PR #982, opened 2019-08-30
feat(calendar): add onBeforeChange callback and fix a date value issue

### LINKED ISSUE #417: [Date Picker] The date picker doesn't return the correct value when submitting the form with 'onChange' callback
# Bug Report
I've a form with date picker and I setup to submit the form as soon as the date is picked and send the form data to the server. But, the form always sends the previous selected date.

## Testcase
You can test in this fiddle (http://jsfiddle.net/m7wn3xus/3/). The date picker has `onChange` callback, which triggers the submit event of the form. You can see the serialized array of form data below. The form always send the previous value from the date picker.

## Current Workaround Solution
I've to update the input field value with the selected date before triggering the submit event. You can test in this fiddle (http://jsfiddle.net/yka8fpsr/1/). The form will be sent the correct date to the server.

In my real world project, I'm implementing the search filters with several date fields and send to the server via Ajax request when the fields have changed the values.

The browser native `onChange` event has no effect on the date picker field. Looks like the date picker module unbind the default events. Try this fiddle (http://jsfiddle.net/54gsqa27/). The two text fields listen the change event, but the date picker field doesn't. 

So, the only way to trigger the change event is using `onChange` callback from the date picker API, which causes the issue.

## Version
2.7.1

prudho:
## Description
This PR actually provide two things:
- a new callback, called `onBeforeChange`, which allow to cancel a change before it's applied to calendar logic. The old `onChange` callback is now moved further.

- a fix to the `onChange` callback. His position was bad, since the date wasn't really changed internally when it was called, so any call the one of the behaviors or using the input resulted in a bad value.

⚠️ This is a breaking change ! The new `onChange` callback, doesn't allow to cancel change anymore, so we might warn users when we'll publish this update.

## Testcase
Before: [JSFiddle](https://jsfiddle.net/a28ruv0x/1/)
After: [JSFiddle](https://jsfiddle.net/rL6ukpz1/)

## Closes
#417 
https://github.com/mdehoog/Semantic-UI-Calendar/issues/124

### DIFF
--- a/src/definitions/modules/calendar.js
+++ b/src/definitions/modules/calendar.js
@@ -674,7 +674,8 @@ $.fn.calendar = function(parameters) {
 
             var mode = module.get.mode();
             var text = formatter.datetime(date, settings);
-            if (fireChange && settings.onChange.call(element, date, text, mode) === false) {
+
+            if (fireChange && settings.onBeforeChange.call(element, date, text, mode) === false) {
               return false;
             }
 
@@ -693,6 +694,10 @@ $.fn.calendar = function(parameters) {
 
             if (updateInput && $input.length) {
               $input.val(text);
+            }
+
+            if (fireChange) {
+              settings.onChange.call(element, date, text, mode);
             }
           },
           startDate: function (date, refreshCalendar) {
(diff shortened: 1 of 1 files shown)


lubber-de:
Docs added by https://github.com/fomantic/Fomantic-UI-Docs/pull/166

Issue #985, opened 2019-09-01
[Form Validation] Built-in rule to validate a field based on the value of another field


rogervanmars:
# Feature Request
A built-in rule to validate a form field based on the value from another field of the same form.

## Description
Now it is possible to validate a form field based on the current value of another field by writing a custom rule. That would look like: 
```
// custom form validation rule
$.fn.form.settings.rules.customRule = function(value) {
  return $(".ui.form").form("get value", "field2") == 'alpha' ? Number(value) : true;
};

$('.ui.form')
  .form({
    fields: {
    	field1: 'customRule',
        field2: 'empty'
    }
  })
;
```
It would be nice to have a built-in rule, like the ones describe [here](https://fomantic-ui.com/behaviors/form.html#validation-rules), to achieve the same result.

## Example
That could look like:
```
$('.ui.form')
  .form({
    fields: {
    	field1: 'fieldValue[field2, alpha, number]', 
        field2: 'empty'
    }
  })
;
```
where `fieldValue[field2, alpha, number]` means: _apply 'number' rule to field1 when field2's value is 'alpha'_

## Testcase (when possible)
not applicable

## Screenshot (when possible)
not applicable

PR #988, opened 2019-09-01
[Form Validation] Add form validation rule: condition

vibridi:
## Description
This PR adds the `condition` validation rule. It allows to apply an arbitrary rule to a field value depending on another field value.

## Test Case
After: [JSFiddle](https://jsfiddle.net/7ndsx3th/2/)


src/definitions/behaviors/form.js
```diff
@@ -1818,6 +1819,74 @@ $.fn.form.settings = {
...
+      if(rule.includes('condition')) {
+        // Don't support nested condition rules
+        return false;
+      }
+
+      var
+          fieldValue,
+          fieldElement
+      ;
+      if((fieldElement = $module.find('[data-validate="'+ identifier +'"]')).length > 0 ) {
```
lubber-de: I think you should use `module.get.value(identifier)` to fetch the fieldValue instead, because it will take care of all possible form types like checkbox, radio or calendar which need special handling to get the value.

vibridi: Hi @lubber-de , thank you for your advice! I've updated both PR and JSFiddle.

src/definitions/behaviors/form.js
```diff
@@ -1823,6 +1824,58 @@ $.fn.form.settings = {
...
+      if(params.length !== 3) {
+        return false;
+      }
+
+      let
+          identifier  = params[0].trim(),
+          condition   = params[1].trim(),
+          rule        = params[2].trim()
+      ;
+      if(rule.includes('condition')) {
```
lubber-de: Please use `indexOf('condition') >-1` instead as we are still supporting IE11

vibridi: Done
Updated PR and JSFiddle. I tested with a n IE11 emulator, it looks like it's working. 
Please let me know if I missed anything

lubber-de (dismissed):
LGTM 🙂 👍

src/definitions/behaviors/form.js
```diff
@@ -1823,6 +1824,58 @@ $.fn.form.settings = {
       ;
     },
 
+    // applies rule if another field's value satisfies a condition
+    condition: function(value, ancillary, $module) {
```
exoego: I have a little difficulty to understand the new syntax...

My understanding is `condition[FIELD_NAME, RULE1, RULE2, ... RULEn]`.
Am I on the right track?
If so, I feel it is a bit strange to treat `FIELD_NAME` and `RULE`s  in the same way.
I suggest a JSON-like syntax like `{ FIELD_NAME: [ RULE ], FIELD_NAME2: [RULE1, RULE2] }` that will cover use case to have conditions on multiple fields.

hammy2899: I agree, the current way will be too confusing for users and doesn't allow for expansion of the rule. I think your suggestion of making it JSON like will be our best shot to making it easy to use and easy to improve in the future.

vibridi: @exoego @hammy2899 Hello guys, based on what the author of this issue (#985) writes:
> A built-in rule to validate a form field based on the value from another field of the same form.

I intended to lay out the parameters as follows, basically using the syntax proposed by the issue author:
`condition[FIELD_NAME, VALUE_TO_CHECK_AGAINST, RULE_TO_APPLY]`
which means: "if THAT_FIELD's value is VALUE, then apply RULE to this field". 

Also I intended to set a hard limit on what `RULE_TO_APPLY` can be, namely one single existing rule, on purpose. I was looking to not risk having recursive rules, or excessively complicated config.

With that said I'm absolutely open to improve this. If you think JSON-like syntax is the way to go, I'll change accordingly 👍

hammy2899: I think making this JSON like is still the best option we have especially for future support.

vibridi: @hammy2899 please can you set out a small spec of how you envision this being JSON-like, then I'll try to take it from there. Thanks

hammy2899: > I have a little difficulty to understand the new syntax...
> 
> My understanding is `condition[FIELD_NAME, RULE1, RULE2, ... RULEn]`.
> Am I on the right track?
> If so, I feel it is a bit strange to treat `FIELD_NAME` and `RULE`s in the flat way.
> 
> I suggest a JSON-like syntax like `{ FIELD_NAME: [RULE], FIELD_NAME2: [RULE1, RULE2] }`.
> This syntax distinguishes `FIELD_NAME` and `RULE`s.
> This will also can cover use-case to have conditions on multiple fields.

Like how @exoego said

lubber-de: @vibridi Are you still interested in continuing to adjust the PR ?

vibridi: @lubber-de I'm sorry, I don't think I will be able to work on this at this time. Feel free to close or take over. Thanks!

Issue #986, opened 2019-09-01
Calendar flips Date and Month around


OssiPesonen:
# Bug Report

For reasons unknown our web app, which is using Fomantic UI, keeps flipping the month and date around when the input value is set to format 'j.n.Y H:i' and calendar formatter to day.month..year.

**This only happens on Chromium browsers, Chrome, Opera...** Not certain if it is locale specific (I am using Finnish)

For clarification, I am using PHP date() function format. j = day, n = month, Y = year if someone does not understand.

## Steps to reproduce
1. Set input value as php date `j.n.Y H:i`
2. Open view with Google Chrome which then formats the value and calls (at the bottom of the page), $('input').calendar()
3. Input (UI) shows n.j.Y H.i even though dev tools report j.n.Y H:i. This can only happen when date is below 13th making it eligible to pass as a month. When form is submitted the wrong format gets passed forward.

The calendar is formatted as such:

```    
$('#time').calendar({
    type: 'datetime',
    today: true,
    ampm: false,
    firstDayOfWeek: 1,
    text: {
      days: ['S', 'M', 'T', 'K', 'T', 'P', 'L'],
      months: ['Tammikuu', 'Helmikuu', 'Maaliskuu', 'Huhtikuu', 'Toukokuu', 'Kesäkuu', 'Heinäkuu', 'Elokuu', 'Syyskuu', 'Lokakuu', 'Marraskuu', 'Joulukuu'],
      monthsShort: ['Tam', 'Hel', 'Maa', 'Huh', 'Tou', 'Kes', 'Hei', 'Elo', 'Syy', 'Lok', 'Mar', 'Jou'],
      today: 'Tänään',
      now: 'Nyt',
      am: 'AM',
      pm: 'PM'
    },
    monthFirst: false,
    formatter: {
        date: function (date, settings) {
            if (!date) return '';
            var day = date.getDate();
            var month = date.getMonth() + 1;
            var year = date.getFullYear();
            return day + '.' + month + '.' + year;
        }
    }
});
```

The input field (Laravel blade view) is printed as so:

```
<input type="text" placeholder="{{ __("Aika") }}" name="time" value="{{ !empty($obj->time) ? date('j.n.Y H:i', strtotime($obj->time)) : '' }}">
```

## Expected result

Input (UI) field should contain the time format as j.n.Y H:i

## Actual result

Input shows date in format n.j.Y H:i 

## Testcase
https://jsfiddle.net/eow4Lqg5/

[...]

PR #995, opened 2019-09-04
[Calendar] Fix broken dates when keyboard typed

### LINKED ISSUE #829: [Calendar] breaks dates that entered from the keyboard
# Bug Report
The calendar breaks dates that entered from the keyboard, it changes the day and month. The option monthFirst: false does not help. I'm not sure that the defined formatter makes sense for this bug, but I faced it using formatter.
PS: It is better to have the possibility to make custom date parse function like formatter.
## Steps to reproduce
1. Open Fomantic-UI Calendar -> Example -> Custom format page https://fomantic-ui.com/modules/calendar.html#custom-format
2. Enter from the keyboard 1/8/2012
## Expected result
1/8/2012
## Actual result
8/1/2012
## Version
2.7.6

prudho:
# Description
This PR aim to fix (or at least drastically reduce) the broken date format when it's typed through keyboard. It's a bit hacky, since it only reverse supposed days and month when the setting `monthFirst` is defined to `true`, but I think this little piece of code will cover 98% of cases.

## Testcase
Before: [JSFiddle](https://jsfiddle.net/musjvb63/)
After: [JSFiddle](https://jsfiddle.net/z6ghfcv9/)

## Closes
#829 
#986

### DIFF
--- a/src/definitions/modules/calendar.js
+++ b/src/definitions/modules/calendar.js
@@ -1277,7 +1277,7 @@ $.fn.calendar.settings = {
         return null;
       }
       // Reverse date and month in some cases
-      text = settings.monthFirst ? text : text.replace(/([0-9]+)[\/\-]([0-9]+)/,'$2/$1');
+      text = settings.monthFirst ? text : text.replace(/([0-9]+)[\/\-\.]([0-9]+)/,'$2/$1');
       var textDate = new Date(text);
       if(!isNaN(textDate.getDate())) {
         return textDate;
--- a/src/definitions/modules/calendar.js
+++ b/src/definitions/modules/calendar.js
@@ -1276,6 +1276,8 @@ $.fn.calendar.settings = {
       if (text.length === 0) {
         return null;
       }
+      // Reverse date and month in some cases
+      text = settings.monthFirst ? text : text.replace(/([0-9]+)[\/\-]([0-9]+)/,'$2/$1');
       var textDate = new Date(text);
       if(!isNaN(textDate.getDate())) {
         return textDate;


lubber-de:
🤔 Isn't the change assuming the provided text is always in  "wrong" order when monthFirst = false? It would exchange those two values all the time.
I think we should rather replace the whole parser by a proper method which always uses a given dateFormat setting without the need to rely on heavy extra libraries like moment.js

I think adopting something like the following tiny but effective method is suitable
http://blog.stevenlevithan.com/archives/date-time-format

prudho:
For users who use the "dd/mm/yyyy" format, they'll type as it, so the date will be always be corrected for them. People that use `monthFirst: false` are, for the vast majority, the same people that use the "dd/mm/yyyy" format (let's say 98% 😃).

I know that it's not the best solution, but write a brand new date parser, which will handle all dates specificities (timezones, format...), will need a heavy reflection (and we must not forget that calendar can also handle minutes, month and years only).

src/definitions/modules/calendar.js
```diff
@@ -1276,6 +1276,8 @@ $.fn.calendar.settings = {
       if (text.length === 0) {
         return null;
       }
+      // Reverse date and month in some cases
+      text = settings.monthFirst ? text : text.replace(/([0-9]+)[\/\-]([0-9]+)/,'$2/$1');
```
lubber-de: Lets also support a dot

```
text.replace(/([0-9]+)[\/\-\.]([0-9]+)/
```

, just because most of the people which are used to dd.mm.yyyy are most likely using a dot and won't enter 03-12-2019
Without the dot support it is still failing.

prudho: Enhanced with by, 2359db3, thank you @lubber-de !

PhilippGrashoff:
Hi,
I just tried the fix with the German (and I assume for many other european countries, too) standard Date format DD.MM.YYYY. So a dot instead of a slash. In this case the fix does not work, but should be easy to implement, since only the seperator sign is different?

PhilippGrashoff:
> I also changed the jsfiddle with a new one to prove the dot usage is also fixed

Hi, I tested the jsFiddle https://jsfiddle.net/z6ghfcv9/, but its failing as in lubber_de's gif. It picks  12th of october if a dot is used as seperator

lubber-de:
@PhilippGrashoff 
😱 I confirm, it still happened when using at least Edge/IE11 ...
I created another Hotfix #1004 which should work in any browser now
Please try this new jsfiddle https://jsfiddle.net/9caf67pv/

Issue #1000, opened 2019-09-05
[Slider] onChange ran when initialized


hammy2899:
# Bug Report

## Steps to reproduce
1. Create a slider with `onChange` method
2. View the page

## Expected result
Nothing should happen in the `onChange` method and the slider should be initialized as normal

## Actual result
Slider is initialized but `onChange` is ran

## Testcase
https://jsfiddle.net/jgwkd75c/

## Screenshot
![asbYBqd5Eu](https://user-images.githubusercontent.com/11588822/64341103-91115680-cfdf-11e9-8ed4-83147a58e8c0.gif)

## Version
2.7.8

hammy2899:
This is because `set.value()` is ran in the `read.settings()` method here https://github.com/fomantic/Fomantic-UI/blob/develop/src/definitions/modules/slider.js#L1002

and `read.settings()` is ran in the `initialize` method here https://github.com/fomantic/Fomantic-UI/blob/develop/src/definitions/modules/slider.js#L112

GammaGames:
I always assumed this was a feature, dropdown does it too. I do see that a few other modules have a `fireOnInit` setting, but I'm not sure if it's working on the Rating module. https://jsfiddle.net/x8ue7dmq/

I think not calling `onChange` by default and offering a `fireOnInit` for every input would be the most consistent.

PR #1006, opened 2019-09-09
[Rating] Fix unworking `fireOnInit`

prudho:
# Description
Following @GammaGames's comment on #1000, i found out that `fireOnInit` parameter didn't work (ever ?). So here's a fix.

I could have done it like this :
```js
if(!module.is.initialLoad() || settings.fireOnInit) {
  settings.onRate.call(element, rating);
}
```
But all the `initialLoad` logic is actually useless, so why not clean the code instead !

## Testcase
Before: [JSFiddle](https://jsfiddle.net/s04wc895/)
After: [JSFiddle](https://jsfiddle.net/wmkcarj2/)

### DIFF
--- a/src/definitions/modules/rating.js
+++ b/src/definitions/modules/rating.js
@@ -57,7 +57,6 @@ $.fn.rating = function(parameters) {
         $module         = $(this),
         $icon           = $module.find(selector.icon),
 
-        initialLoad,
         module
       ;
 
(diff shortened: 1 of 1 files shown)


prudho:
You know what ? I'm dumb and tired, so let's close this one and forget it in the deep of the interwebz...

• _Activity_: Every line of the data above that includes "failing" should be listed.

• _Written response_:
Without the dot support it is still failing.
Hi, I tested the jsFiddle https://jsfiddle.net/z6ghfcv9/, but its failing as in lubber_de's gif. It picks  12th of october if a dot is used as seperator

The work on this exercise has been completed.